Thanks so much Dksea. I always really enjoy your posts and find them very informative and somehow seem to resonate with me.

I'm glad I can help :)
 

3 hours ago, Nikki79 said:

I am thinking now should I see a Psychiatrist and get some more help. My father thought I wasn’t really absorbing what was being said today in therapy and that the Therapist was rambling a bit. I’m not sure what to do as I am feeling a deep depression and exhaustion with all of this too.

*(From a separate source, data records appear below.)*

PR #872, opened 2026-07-30
Validate data node group names, and count restart progress properly

WalBeh:
## Summary of changes

Two unrelated node-group bugs, both cheap, from the same review as #3037.

**Data node group names are now validated.** `validate_node_spec()` rejects names Kubernetes will not accept, the reserved `master` name, and names that repeat within a cluster. The CRD schema is looser than Kubernetes on all of these, and none of the shapes it lets through can actually start:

I don't think there would be anything wrong with seeing a psychiatrist, medication can be a helpful tool for many of us in living with/recovering from OCD.  Its worth keeping in mind that a decision to try medication is not a permanent commitment, if you want to try later to go at it with out medication you can always do that.  Its also important to know that its not going to be a miracle cure.  How well it works will vary from person to person and medication to medication, don't expect immediate relief.  It may take time to find the right type and dosage level that suits you best.  Unfortunately like a lot of OCD recovery, patience is necessary.

As to the therapy, you don't have to understand it all at once, its like learning anything, it takes time to take it all in.  Thats why most therapy isn't simply a one time experience, you have follow up sessions to improve your understanding, discussion your situation and how its changing, reevaluate the steps, etc.  You don't have to get it perfectly right the first time (or ever really).
 

3 hours ago, Nikki79 said:

But perhaps I did it after a feeling of reassurance in hindsight so maybe not. I’m just asking but despite your deepest fear did you bite the bullet anyway and recover? And do it without reassurance and do the right things?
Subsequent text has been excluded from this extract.